Dog-sized creature was almost a dinosaur


Dino-like animal was tiny, weighing about that of a young child

A four-legged animal about the size of a large dog with a long tail is now the oldest known relative of Dinosaurs, dating back few 240 million years.

Paleontologists recently examined the bones from at least 14 individuals of this proto-dinosaur that were found out in southern Tanzania.

The dino-like animal was small, weighing about that of a young child, and possiblely munched on plants.

Until now, the Fossil record proposes that the oldest known dinosaurs went back just 230 million years. But the new finding, tells scientists dinosaurs were around much earlier and their lineage had already split off from a group of dinosaur-like relatives by about 240 million years before.

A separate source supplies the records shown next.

PR #10394, opened 2026-06-04
feat: Allow engine controller canister to create and delete subnets

r-birkner:
Add ENGINE_CONTROLLER_CANISTER_ID (`si2b5-pyaaa-aaaaa-aaaja-cai`) and authorize it, alongside governance, to call the registry create_subnet and delete_subnet methods.

### DIFF
--- a/rs/nns/constants/src/lib.rs
+++ b/rs/nns/constants/src/lib.rs
@@ -178,7 +178,7 @@ pub const SNS_AGGREGATOR_CANISTER_ID: CanisterId =
 ///
 /// As of May 2024, it looks like this is only used by (a whole bunch of) tests, mostly as the
 /// argument to send_whitelist.
-pub const ALL_NNS_CANISTER_IDS: [&CanisterId; 18] = [
+pub const ALL_NNS_CANISTER_IDS: [&CanisterId; 19] = [
     &REGISTRY_CANISTER_ID,
     &GOVERNANCE_CANISTER_ID,
     &LEDGER_CANISTER_ID,
@@ -197,9 +197,10 @@ pub const ALL_NNS_CANISTER_IDS: [&CanisterId; 18] = [
     &ICP_LEDGER_ARCHIVE_3_CANISTER_ID,
     &NODE_REWARDS_CANISTER_ID,
     &MIGRATION_CANISTER_ID,
+    &ENGINE_CONTROLLER_CANISTER_ID,
 ];
 
-pub const PROTOCOL_CANISTER_IDS: [&CanisterId; 23] = [
+pub const PROTOCOL_CANISTER_IDS: [&CanisterId; 24] = [
     &REGISTRY_CANISTER_ID,
     &GOVERNANCE_CANISTER_ID,
     &LEDGER_CANISTER_ID,
@@ -223,6 +224,7 @@ pub const PROTOCOL_CANISTER_IDS: [&CanisterId; 23] = [
     &DOGECOIN_CANISTER_ID,
     &BITCOIN_WATCHDOG_CANISTER_ID,
     &DOGECOIN_WATCHDOG_CANISTER_ID,
+    &ENGINE_CONTROLLER_CANISTER_ID,
 ];
 
 /// The current value is 4 GiB, s.t. the SNS governance canister never hits the soft memory limit.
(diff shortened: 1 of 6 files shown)


NikolaMilosa (approved):

rs/registry/canister/tests/create_subnet.rs
```diff
@@ -150,6 +152,17 @@ fn test_a_canister_other_than_the_governance_canister_cannot_create_a_subnet() {
 
 #[tokio::test]
 async fn test_accepted_proposal_mutates_the_registry_some_subnets_present() {
```
mraszyk: maybe name the test `test_governance_canister_can_create_a_subnet`

rs/registry/canister/tests/delete_subnet.rs
```diff
@@ -0,0 +1,129 @@
...
+            .await
+            .unwrap_or_else(|err| {
+                panic!("delete_subnet call by authorized caller {caller} was unexpectedly rejected: {err:?}")
+            });
+
+        let result = Decode!(&response, Result<(), String>).unwrap();
+        assert_eq!(
+            result,
+            Err("Only CloudEngines may be deleted".to_string()),
+            "caller {caller} should pass authorization and reach the business logic"
```
mraszyk: How about making the deleted subnet type of CloudEngine so that we succeed here?

rs/registry/canister/tests/delete_subnet.rs
```diff
@@ -0,0 +1,129 @@
...
+
+    // A principal that is neither governance nor the engine controller.
+    let unauthorized_caller = PrincipalId::new_user_test_id(1);
+    assert_ne!(unauthorized_caller, GOVERNANCE_CANISTER_ID.get());
+    assert_ne!(unauthorized_caller, ENGINE_CONTROLLER_CANISTER_ID.get());
+
+    let payload = DeleteSubnetPayload { subnet_id };
+
+    let response = pocket_ic
+        .update_call(
```
mraszyk, line 89: this is still an ingress message, we could harden the test by proxing the message through a canister so that it is really an inter-canister call (this would capture bugs such as moving the access control to `inspect_message` which would pass this test, but still be insecure)

mraszyk: see test_a_canister_other_than_the_governance_canister_cannot_create_a_subnet

rs/nns/constants/src/lib.rs
```diff
@@ -33,6 +33,7 @@ pub const ICP_LEDGER_ARCHIVE_2_CANISTER_INDEX_IN_NNS_SUBNET: u64 = 14;
 pub const ICP_LEDGER_ARCHIVE_3_CANISTER_INDEX_IN_NNS_SUBNET: u64 = 15;
 pub const NODE_REWARDS_CANISTER_INDEX_IN_NNS_SUBNET: u64 = 16;
 pub const MIGRATION_CANISTER_INDEX_IN_NNS_SUBNET: u64 = 17;
+pub const ENGINE_CONTROLLER_CANISTER_INDEX_IN_NNS_SUBNET: u64 = 18;
```
mraszyk, line 36: The canister does not seem to exist yet, so we should only merge this PR once it does (I believe).

rs/registry/canister/tests/delete_subnet.rs
mraszyk: I'd suggest to test (1) anonymous as well as PrincipalId::new_user_test_id via ingress message (`pic.update_call`), (2) inter-canister call by proxying through universal canister

rs/nns/constants/src/lib.rs
Dfinity-Bjoern: Why? We will be creating that canister through a proposal. We plan to create both proposals today.

mraszyk: e.g., if the ICP ledger canister spawns an archive in the meantime, then this canister ID will not match, I'm not saying it's a security risk, but something to keep in mind

rs/registry/canister/tests/delete_subnet.rs
r-birkner: I added both a test making sure that non-cloud engine subnets cannot be deleted (even if authorized) and a test making sure authorized principals can delete a cloud engine subnet.

rs/nns/constants/src/lib.rs
Dfinity-Bjoern: I checked with the ledgers team and the risk for this is negligible. Let us accept this risk.

Thanks @mraszyk for pointing it out, though!

Dfinity-Bjoern (approved):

From the various bones of the species now called Asilisaurus kongwe, Sterling Nesbitt, a postdoctoral researcher at the University of Texas at Austin, and his colleagues pieced together a nearly whole skeleton of the animal.

The researchers believe the dinosaur relative was about 3 to 10 feet long (1 to 2 meters) from nose to tail and about 3 feet (1 meter) tall from head to toes, Nesbitt said. The animal weighed in the neighborhood of 10 to 30 kg.

It walked on all fours and sported an upturned beak possibly enveloped in a horny substance and peg-like teeth tipped with tiny serrations.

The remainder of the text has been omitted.